Четвертый шаг — разделение «репрессированной массы» на противоборствующие группы («разделяй и властвуй»), консолидируя своих сторонников, чем активно и результативно занимается А. Лукашенко и его команда. Но одновременно происходит процесс консолидации их противников, на которых работает время. И, самое страшное, — актуализируется угроза ожесточенного гражданского противоборства.
Поскольку только «четвертый шаг» задействован властью для локализации протестов, можно предположить, что в белорусском социуме будет сохраняться революционная ситуация, которая, согласно теории самоорганизующейся критичности, будет приближаться к точке бифуркации, т. е. краху общественной модели. Почему власть игнорирует эту тонкую, но необходимую работу?

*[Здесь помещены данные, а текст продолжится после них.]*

PR #1157, opened 2018-03-01
graphql: Don't return memberships with deleted collectives

clarete:
This fixes the issue https://github.com/opencollective/opencollective/issues/936


clarete:
Test's are broken because of an unrelated issue. So I'll push this to production and then I'll figure out what's up with the tests!

PR #1169, opened 2018-03-12
fix slack report query

asood123:


asood123:
Merging this to get data before weekly dhat

PR #1171, opened 2018-03-12
Rework db_restore.sh script & loadDB helper

clarete:
script:
 1. Don't do any retries after silent failures. The script either
    works or properly fails printing out the errors to stderr.

 2. Kill queries that are still running after the tests that started
    them are done. I was initially trying to figure out why the
    queries are still running after their test is done. That's still
    possible. But because of time constraints, I'm happy with just
    killing the queries prior to renewing the database.

loadDB helper:
 1. Remove retry mechanism as well. It should just not fail. If it
    does fail, the underlying problem should be fixed.
 2. Rewrite with async/await.

### DIFF
--- a/scripts/db_restore.sh
+++ b/scripts/db_restore.sh
@@ -7,81 +7,76 @@ usage() {
   exit 0;
 }
 
+# Parse command line arguments
 while [[ $# -gt 1 ]]
 do
-key="$1"
-
-case $key in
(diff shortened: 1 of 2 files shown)


clarete:
Don't think this change is needed anymore. I couldn't get the migration applied in the dump files because of a version mismatch between my postgres version & the CI's postgres version.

Ключевая причина — неэффективность руководящих кадров. В Беларуси случилось то, но что в свое время обратил внимание П. Сорокин: «В периоды застоя в дореволюционную эпоху вырожденцы правящего класса прибегают исключительно к искусственным средствам для предотвращения процесса проникновения в их среду „головастиков“ из низов и для монополизации всех высоких общественных позиций». Главными критериями карьерного продвижения являются «близость к телу», абсолютная ему лояльность. «Благодаря подобным мерам на вершине общества аккумулируются „бездарные правители“, а „головастиков“ у основания пирамиды власти становится все больше и больше». Система «негативного отбора», сложившаяся в РБ, привела к тому, что во властных институтах существует дефицит людей, способных мысли и действовать конструктивно, креативно и ответственно.

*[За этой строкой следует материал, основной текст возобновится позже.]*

PR #1174, opened 2018-03-15
Prepend http to website addresse that might be missing a scheme

Munter:
Some users `website` property end up being sent without a scheme, which means sites embedding opencollective links to users will have broken links on their pages.

Example in the wild where this error occurs:

https://webpack.js.org/
```js
// Select all opencollective links where website is missing a scheme
Array.from(document.querySelectorAll('.support__item'))
  .map(a => a.getAttribute('href'))
  .filter(href => !href.startsWith('http'))
```

I haven't been able to run the tests on my windows machine, so this PR is untested.
The diff on `package-lock.json` seemed quite massive, leading me to think it's not being continuously updated on `master`. I left it out of the commit

Closes https://github.com/webpack/webpack.js.org/pull/1911

### DIFF
--- a/package.json
+++ b/package.json
@@ -81,6 +81,7 @@
     "paypal-rest-sdk": "1.6.8",
     "pg": "4.5.5",
     "pg-hstore": "2.3.2",
+    "prepend-http": "^2.0.0",
     "querystring": "0.2.0",
     "request-as-curl": "0.1.0",
     "request-promise": "4.1.1",
--- a/server/models/Collective.js
+++ b/server/models/Collective.js
@@ -5,6 +5,7 @@ import _, { get } from 'lodash';
 import Temporal from 'sequelize-temporal';
 import config from 'config';
 import deepmerge from 'deepmerge';
+import prependHttp from 'prepend-http';
 import queries from '../lib/queries';
 import { difference, uniq, pick } from 'lodash';
 import { types } from '../constants/collectives';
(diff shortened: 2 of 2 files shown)


xdamman:
Thank you!

Munter:
When will this change be deployed? We are still seeing invalid urls for opencollective backers in the API responses

xdamman:
Mmmm... this has already been merged and deployed. Can you show me an example of query/url and expected result? Bonus point if you can write a test like this one: https://github.com/opencollective/frontend/blob/master/test/server/api.json.test.js#L37

Munter:
`curl https://opencollective.com/api/groups/webpack/backers | jq '.[].website | select(.)'` produces a list where lots of urls don't have `http://` or `https://` prepended. 

I can certainly run a test, but it looks like the ones you are linking to are live data? How can I guaranteee correctness of a test when the dataset might change at any time?

xdamman:
We have a small export of the database with some sanitized data: https://github.com/opencollective/opencollective-api/blob/master/test/dbdumps/opencollective_dvl.pgsql

Anyway, I have a fix: https://github.com/opencollective/opencollective-api/pull/1230 and here is the test: https://github.com/opencollective/frontend/pull/316
Apparently, sequelize doesn't use the getter of the model when using a raw query despite being specified https://github.com/opencollective/opencollective-api/blob/master/server/lib/queries.js#L493

Should be deployed later today.

Munter:
Thank you! :D

piamancini:
@xdamman two more sponsors complained about this.

xdamman:
@piamancini this should have been fixed 2 days ago (but maybe Webpack has to redeploy on their side for the change to take effect there). Were those complains more recent? This should be fixed for everyone. Please double check and close the issue if it's all good. Thanks! :)

Munter:
In all the cases I've tested the issue is fixed. I've just triggered a webpack docs rebuild from `mater`. This should also fix the published version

Социолог утверждает, что момент рождения социальных революций, несмотря на то, что они являются объективным процессом, «невозможно предвосхитить». Это в полной мере относится к социальным протестам в РБ — никто из аналитиков оказался не в состоянии сделать верный политических прогноз на 2020 г.
Что же касается «зримого предлога» к революционным событиям, то, в представлении П. Сорокина, он необходим и может быть совершенно случайным — «не более чем искра в пороховом погребе», так как «когда подавление инстинктов аккумулировано, то любое мало-мальски значимое событие провоцирует революционный эффект». Для Беларуси таковым триггером послужили Covid-19 и масштабное подавление акций протеста. Трудно не согласиться также с социологом Г. Коршуновым, убежденным, что нынешние белорусские протесты — это результат накопления протестного потенциала за последние два десятка лет.
Какой же мы вывод может сделать из всего, сказанного о нас и не только П.Сорокиным?
Очевидно, что выделенные им критерии социальной революции как таковой, равно как и ее источники, в полной мере представлены в политических процесса Беларуси — страна вошла в революционную эру.
Исход происходящих в стране протестных акций, как важного компонента социальной революции, очевиден: место прежней социальной системы поступательно и неуклонно в силу исторических обстоятельств, остроты «репрессированных инстинктов» и изменения доминирующей культурной системы занимает рождающаяся в страданиях, страхе, ненависти, и безусловно любви, новая общественная реальность. Сторонники и участники перемен воплощают собой исторический оптимизм, олицетворяя неизбежное будущее. Исторические часы включены и «крот истории роет медленно, но роет хорошо» (Гегель). Трудно предсказуемыми и весьма вариативными являются только издержки этого процесса.
Разумеется, существует серьезный диссонанс между историческим измерением времени, знающим вечность, и чувством времени отдельного человека. Необходимо осознавать, что к Храму всегда ведет дорога, которую необходимо пройти, так как, двигаясь по ней, ты, преобразуя себя и других, однажды приобретаешь право встать на его ступени.